> [Exercise instructions]
Line by line, reproduce exactly the beginning of the listing below, ending with the line that contains "information into more" and adding nothing.
━━━ Data under study
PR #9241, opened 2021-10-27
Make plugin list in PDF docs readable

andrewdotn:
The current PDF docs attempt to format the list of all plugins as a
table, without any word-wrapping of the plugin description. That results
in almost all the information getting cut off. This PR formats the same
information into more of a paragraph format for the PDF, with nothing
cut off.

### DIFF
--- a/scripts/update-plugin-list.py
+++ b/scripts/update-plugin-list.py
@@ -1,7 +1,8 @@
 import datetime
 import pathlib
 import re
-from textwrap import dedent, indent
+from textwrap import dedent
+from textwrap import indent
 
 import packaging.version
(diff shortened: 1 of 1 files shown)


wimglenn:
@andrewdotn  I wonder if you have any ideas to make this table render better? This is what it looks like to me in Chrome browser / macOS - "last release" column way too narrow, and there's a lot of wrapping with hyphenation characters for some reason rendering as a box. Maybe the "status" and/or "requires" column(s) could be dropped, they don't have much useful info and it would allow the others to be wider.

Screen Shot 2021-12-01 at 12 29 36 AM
━━━━━━
> [Output for this task]
PR #9241, opened 2021-10-27
Make plugin list in PDF docs readable

andrewdotn:
The current PDF docs attempt to format the list of all plugins as a
table, without any word-wrapping of the plugin description. That results
in almost all the information getting cut off. This PR formats the same
information into more of a paragraph format for the PDF, with nothing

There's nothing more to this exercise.